**Work instructions:** Take each line from the entries that holds "idea" and copy it out.
___ Data excerpts ___
PR #106, opened 2023-05-19
notation and formatting mods

williamdemeo:
- [X] make formalization more accessible by using more conventional notation like
   - [X] change `_↛_` to `_⇀_`
   - [X] change `_|^_` to `_↾_`
   - [X] change _|^'_ to _↾'_
- [X] make the style more even/consistent by adhering to the [agda standard library style guide](https://github.com/agda/agda-stdlib/blob/master/notes/style-guide.md)


src/Ledger/Utxo/Properties.lagda
```diff
@@ -28,7 +28,7 @@ open import Tactic.MonoidSolver
 
 open TransactionStructure txs
 
-open import Ledger.Crypto
+open import Ledger.Crypto using ()
```
WhatisRT, line 31: Seems like this is unused, so you might as well remove it.

WhatisRT (changes requested):
Thank you! I like the `↾` notation, great idea! The only thing I'd change here is that double spaces to align things should only be in places where they'll affect the LaTeX output. Otherwise, I think the alignments would become inconsistent over time.

WhatisRT:
Also, do you intend to do any further work on this PR? If not, you can mark it as ready.

williamdemeo:
> Thank you! I like the `↾` notation, great idea! The only thing I'd change here is that double spaces to align things should only be in places where they'll affect the LaTeX output. Otherwise, I think the alignments would become inconsistent over time.

Hmmm... I think having two different indentation conventions---one for `.agda` files and another for `.lagda` files---might be harder to maintain.  As a practical matter, I would prefer to not have to look at the file name or the type of code block to decide which indentation style to use.

williamdemeo:
I'll a rewrite of one complicated proof I was working on, and then rebase on the latest master and resolve the conflicts before marking it "ready for review."

WhatisRT:
I agree that having two different conventions for indentation is annoying, but they do have different meaning. The issue is that we may use the additional space to align all sorts of things that don't really fit the pattern. Your point about it being annoying to need to know where you are to format things also applies to all sorts of other things too - in the places where code is being displayed in the PDF, different formatting rules apply. Lines need to be shorter, we should be using less Agda specific syntax, etc. But I don't think all the other code should suffer from those stricter rules.

williamdemeo:
> I agree that having two different conventions for indentation is annoying, but they do have different meaning. The issue is that we may use the additional space to align all sorts of things that don't really fit the pattern. Your point about it being annoying to need to know where you are to format things also applies to all sorts of other things too - in the places where code is being displayed in the PDF, different formatting rules apply. Lines need to be shorter, we should be using less Agda specific syntax, etc. But I don't think all the other code should suffer from those stricter rules.

Fair enough.  I'll try to remove any/all indentation modifications I made to `.agda` files before marking "ready for review."

williamdemeo:
> > I agree that having two different conventions for indentation is annoying, but they do have different meaning. The issue is that we may use the additional space to align all sorts of things that don't really fit the pattern. Your point about it being annoying to need to know where you are to format things also applies to all sorts of other things too - in the places where code is being displayed in the PDF, different formatting rules apply. Lines need to be shorter, we should be using less Agda specific syntax, etc. But I don't think all the other code should suffer from those stricter rules.
> 
> Fair enough. I'll try to remove any/all indentation modifications I made to `.agda` files before marking "ready for review."

Although, if we later decide to document these, and change them to `.lagda` files that will be used to generate pdfs and html pages, then we will have to reinsert these extra spaces... so I wonder if I should just leave them in.  After all, it's just a single space! :)

williamdemeo:
Finally got this major rebase against master to give the desired result (so I'm just one commit ahead of master right now).

I hope we can merge this soon because this is the second time I've had to do a major rebase.  

However, if @WhatisRT wants to merge his PR first, no problem.  In that case, I'll rebase this one once more after his merge.  And hopefully @WhatisRT will approve this PR soon thereafter 😅

WhatisRT:
Thank you! I'll rebase & merge it for you, but I'll exclude the changes to `Ledger.Utxo.Properties` for now. It's not that I don't like them, but that file is already a major headache & @Soupstraw has some changes lined up that I want to prioritize. I'll put the unmerged changes back onto this branch then.

WhatisRT (approved):

PR #118, opened 2023-05-31
Treasury donations

### LINKED ISSUE #109: Treasury donations
We want the ability to donate money to the treasury. After some discussions, the easiest option seems to be to add a new field to the transaction body that contains the size of the donation & include that field in the transaction balancing equation. If we expose that field to plutus we can also do some extra logic with it, for example having some epoch where the unspent funds can only be moved back into the treasury.

Soupstraw:
This PR adds the donations field to TxBody and updates the `pov` proof to account for that. I also extracted some lemmas from the pov proof and moved them to the `DepositHelpers` module.

resolves #109

### DIFF
--- a/src/Ledger/Foreign/HSLedger.agda
+++ b/src/Ledger/Foreign/HSLedger.agda
@@ -166,20 +166,21 @@ instance
 
       from' : F.TxBody → TxBody
       from' txb = let open F.TxBody txb in record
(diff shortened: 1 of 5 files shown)


WhatisRT (approved):
LGTM! I made some small cosmetic changes & removed a few things that un-did some previous changes, but nothing major.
___
**Answer area:**
Thank you! I like the `↾` notation, great idea! The only thing I'd change here is that double spaces to align things should only be in places where they'll affect the LaTeX output. Otherwise, I think the alignments would become inconsistent over time.
> Thank you! I like the `↾` notation, great idea! The only thing I'd change here is that double spaces to align things should only be in places where they'll affect the LaTeX output. Otherwise, I think the alignments would become inconsistent over time.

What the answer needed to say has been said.